ABOUT THIS EXERCISE: Could you repeat every record exactly as it appears?

━━━━━ ENTRIES SUPPLIED ━━━━━

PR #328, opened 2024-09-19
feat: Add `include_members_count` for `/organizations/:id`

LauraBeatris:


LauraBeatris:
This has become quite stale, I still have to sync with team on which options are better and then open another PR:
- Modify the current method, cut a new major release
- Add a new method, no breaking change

━━━━━

ANSWER TO THIS TASK:
PR #328, opened 2024-09-19
feat: Add `include_members_count` for `/organizations/:id`

LauraBeatris:


LauraBeatris:
This has become quite stale, I still have to sync with team on which options are better and then open another PR:
- Modify the current method, cut a new major release
- Add a new method, no breaking change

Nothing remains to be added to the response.